* **Work to be completed**
Give the data again exactly, stopping after the "No. Since the" line.

----------------

PR #2696, opened 2022-07-01
Add module pyk.kore

### LINKED ISSUE #2626: Kore data-structures and parser in pyk
We eventually want the pyk library to be able to read/write Kore terms directly, and do some small manipulations of them without having to go through frontend Kast. For example, if we are just adding a constraint to a state, or renaming some variables, then there should be no reason to go through frontend Kast.

Additionally, pyk should be able to directly translate Kore => Kast without going through the frontend unparsing routines (the other direction is harder, and we will have to rely on the frontend for that).

To facilitate this long-term, we should add Kore data-structures in `kore.py` in the pyk library, and a parser/unparser for it.

The Kore language should be LL1 or LL2, se we should be able to role a fast parser for it. Several examples exist, here is the most recent rewrite of the Haskell backends kore-parser, I guess this can just be translated 1-for-1: https://github.com/runtimeverification/haskell-backend/pull/2967. Here is some documentation on the Kore language itself: https://github.com/runtimeverification/haskell-backend/tree/master/docs (look at kore-syntax.md)

tothtamas28:
Closes #2626

This PR introduces the `pyk.kore` module. It contains:
* Class hierarchy for the Kore abstract syntax
* Parsing and unparsing in textual Kore format
* Parsing and unparsing in JSON format

Currently, only syntactic validation is performed on the AST (e.g. identifiers are lexically correct), semantic validation rules described in https://github.com/runtimeverification/haskell-backend/blob/master/docs/kore-syntax.md#validity are not implemented.


radumereuta (commented):
These parser files are very large. I don't feel confident reviewing them. At least not by myself.
Are they generated by any chance?

tothtamas28:
> Are they generated by any chance?

No. Since the Kore grammar is relatively simple, I wrote the parser manually.

ehildenb (approved):

ehildenb:
Looks fine to me on first glance (no deep review of the Kore). I'm sure we'll find problems as we test, but no need to hang up the first version of it too long.

ehildenb:
We likely will want to use some faster parser eventually, but we can cross that bridge when we come to it, and by then we'll have more test-cases we can use.

PR #2698, opened 2022-07-03
Calculate used variable names better in buildRule

ehildenb:
This PR does several things:

- Moves `splitConfigAndConstraint` to inside `CTerm`, so now there are no dependencies of `cterm.py` on `kastManip.py`.
- Renames variables in `buildRule`, and renames method to `build_rule`.
- Lifts `build_rule` to operate over `CTerm`, instead of over `KInner`.
- Adds a test where `build_rule` is producing variable names in the rule which cause the frontend to emit warnings.
- Fixes bug where `build_rule` is naming variables poorly.
- Adds a method `with_constraint` to `CTerm` for easily making new `CTerm` with an added constraint.
- Removes an old test of `build_rule` that becomes redundant with the added tests here.
- Moves the `test_configuration.py` tests into unit tests under `test_kastManip.py` so they don't build definitions every time (they don't need to).

The main change to `buildRule` is that if you have a rule:

```
    rule <k> K_CELL ... </k> <mem> MEM => MEM' </mem>
```

It will now realize that `K_CELL` should be anonymous, and rename it to `_K_CELL` before feeding it to the frontend. This is to avoid a bunch of frontend warnings.


pyk/src/pyk/cterm.py
```diff
@@ -79,3 +92,6 @@ def _ml_impl(antecedents: Iterable[KInner], consequents: Iterable[KInner]) -> KI
             return consequent
 
         return mlImplies(antecedent, consequent, Sorts.GENERATED_TOP_CELL)
+
+    def with_constraint(self, new_constraint: KInner) -> 'CTerm':
+        return CTerm(mlAnd([self.config, new_constraint] + list(self.constraints), Sorts.GENERATED_TOP_CELL))
```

----------------

* **Response to this exercise**
PR #2696, opened 2022-07-01
Add module pyk.kore

### LINKED ISSUE #2626: Kore data-structures and parser in pyk
We eventually want the pyk library to be able to read/write Kore terms directly, and do some small manipulations of them without having to go through frontend Kast. For example, if we are just adding a constraint to a state, or renaming some variables, then there should be no reason to go through frontend Kast.

Additionally, pyk should be able to directly translate Kore => Kast without going through the frontend unparsing routines (the other direction is harder, and we will have to rely on the frontend for that).

To facilitate this long-term, we should add Kore data-structures in `kore.py` in the pyk library, and a parser/unparser for it.

The Kore language should be LL1 or LL2, se we should be able to role a fast parser for it. Several examples exist, here is the most recent rewrite of the Haskell backends kore-parser, I guess this can just be translated 1-for-1: https://github.com/runtimeverification/haskell-backend/pull/2967. Here is some documentation on the Kore language itself: https://github.com/runtimeverification/haskell-backend/tree/master/docs (look at kore-syntax.md)

tothtamas28:
Closes #2626

This PR introduces the `pyk.kore` module. It contains:
* Class hierarchy for the Kore abstract syntax
* Parsing and unparsing in textual Kore format
* Parsing and unparsing in JSON format

Currently, only syntactic validation is performed on the AST (e.g. identifiers are lexically correct), semantic validation rules described in https://github.com/runtimeverification/haskell-backend/blob/master/docs/kore-syntax.md#validity are not implemented.


radumereuta (commented):
These parser files are very large. I don't feel confident reviewing them. At least not by myself.
Are they generated by any chance?

tothtamas28:
> Are they generated by any chance?

No. Since the Kore grammar is relatively simple, I wrote the parser manually.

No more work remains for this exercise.